You should take a look at IU Bloomington.

------
spooneybarger
Simon's Rock College of Bard.

I was incredibly bored in high school and it is a school designed for bright
kids who aren't doing well in high school due to boredom. If I hadn't gotten
out when I did, I was on a fast track to a state school w/ lecture classes,
more boredom and probably dropping out...

------
weston
If you are looking at Entrepreneurship and/or Marketing, do what I did and
attend the University of Houston.

UH has the #1 Entrepreneurship program in the country (<http://bit.ly/feQIsL>)
and the #1 Sales program in the country (<http://bit.ly/gTaHte>).

There are TONS of companies that recruit here as well for jobs and
internships. Entrepreneurship program rankings from Entrepreneur Magazine
(<http://bit.ly/3jZHv0>).

I went there because I wanted to be in a big city and I hate the cold. No snow
in Houston :-D

Edit: I double-majored in Marketing and Entrepreneurship. It was only 3 extra
courses for both degrees.

------
zafka
University of Mo., ROlla: It sounded cool. University of Wi, Whitewater: Had
family nearby Praire State college: Convenient. Indian River Community
College: Convenient. Florida Atlantic College: Convenient-Computer Engineering
degree at age 36.

------
moge
I went to film school for 1 semester then studied performance art for a
semester before dropping out.

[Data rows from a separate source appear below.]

PR #1340, opened 2016-03-11
Remove I2S config from bt_pins.

clivem:
Remove I2S config from bt_pins. Causes issues with clock alignment when I2S is
used by an external DAC via GPIO header.

### DIFF
--- a/arch/arm/boot/dts/bcm2710-rpi-3-b.dts
+++ b/arch/arm/boot/dts/bcm2710-rpi-3-b.dts
@@ -45,9 +45,9 @@
 	};
 
 	bt_pins: bt_pins {
-		brcm,pins =     <28 29 30 31 43>;
-		brcm,function = <6 6 6 6 4>;   /* alt2:PCM alt0:GPCLK2 */
-		brcm,pull =     <0 0 0 0 0>;
+		brcm,pins = <43>;
+		brcm,function = <4>; /* alt0:GPCLK2 */
+		brcm,pull = <0>;
 	};
 
 	uart0_pins: uart0_pins {
--- a/arch/arm/boot/dts/overlays/pi3-miniuart-bt-overlay.dts
+++ b/arch/arm/boot/dts/overlays/pi3-miniuart-bt-overlay.dts
@@ -29,7 +29,7 @@
 		target = <&uart1>;
 		__overlay__ {
 			pinctrl-names = "default";
-			pinctrl-0 = <&uart1_pins>;
+			pinctrl-0 = <&uart1_pins &bt_pins>;
 			status = "okay";
 		};
 	};


pelwell:
Thanks, Clive.

HiassofT:
Thanks!

@pelwell could you also pick this into 4.1?

pelwell:
@popcornmix Could you do this?

popcornmix:
Done

pelwell:
Thank you.

bonezuk:
Thanks, Clive =D
I've just finished testing the latest 4.4.5+ (plus latest firmware) on both the DAC-Pro and Digi boards with the pi3-disable-bt overlay removed and both sound cards are working as expected. Fantastic stuff. =D
I'm in the process of verifying the 4.1 kernel to see if it to works.

bonezuk:
Confirmed that the fix is working on the 4.1 kernel as well for Digi and DAC-Pro.

clivem:
@bonezuk You're welcome, Stuart. But to be honest, I'm just the idiot that submitted the patch. It's @HiassofT that deserves the credit for the detective work that led to the patch.

PS. Please accept my apology for the outburst in your I2S master/slave issue.

bonezuk:
Cheers to @HiassofT as well.
No problem for the outburst... can understand where your coming from ;-)

BGSputnik:
Cheers, I appreciate all your explanation and comments since it helped me a lot to setup my first system.
I am running the latest Jessie, with the DAC+pro and Kodi v16.1. 
It all works except that I see a failure during booting regarding the Bluetooth.
I am also unable to enable it once the boot up has completed.
I followed all your steps described including Kernel upgrade etc. but something must have disturbed my initial setup hence the booting problem. 
Any guidance as in how to rectify this issue ?
Highly appreciated,

pelwell:
What's in your config.txt?

I'm assuming you have a Pi3 - are you using a 2.5A power supply? Do you ever see the red light flicker off? What does `vcgencmd get_throttled` report?

BGSputnik:
Hello Pelwell, Thanks for your prompt reply.
Yes, I am using the P3 and it was shipped with a 2 Amp power supply. The red LED is constantly on and I dont think I ever had power issues, for some projects I even connect the Sense Hat which should take even more power then just the Kodi app on a "naked" Pi.
When I start up the OS the screen is fine and I only see a purple line within the Kodi app.
The vcgencmd get_throttled shows a value of 0x50005
The red LED is off the green one flashes (most of the time I see however the rainbow square on the right, top side of the screen.
My config:
dtoverlay=hifiberry-dacplus

hdmi_cvt=1024 600 60 3 0 0 0 
hdmi_mode=87
start_x=1
gpu_mem=128

Any ideas ?

pelwell:
The throttled bits say you are underpowered - see [this forum post](https://www.raspberrypi.org/forums/viewtopic.php?f=63&t=147781&start=50#p972790) for an explanation. The rainbow square is telling you the same thing.

Having an insufficient power supply will limit the processor speeds and can cause malfunction - we recommend a 2.5A supply for a Pi3. I think your Bluetooth issue is probably power-related - at startup time the current draw is quite high and I have known marginal supplies to cause problems then.

Issue #324, opened 2013-07-04
3.10 does not compile (implicit declaration... vc_cma*)


moonman:
Hello,

Here's the partial compile log:

drivers/char/broadcom/vc_cma/vc_cma.c: In function 'vc_cma_init':
 drivers/char/broadcom/vc_cma/vc_cma.c:1088:2: error: implicit declaration of function 'create_proc_entry' [-Werror=implicit-function-declaration]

Less than 2 years later raised 750k for my first
startup.

Formal education can be very important; being an autodidact is just as
important.

------
calebmpeterson
Got both my B.S. Degrees at a state university in TX; they offered me a good
scholarship and it was far enough from home. As a programmer/engineer I have
to say that school is less important than what you do with yourself while in
school - particularly if you want to go the entrepenuer route.

Of course for some professions (lawyer or doctor?) if you have your sights set
on a particular employer you'd probably better cater to any favored alma
mater(s) that employer has.

Bottom line is study what you love and work hard at it; you'll get good/better
as you go. Take schooling seriously but not too seriously.

------
ajude
London School of Economics. The opportunities on offer for grad school were
really good. Great peers, amazing public lectures, awesome job opportunities,
the school is slowly developing a start-up/entrepreneurship culture via
societies and the careers service. Lastly, the campus is based right in the
heart of the city.

I had an awesome year and I still have regrets about not doing more extra-
curriculars/freelance/taking up opportunities.

------
brudgers
I went to a variety of in-state schools. My advice to people selecting a
school for an undergraduate degree is to decide the sort of environment you
want to live in for the next four years, then select a school in that type of
environment.

There's a Manhattan in New York and in Kansas. Each is the best choice for
some people.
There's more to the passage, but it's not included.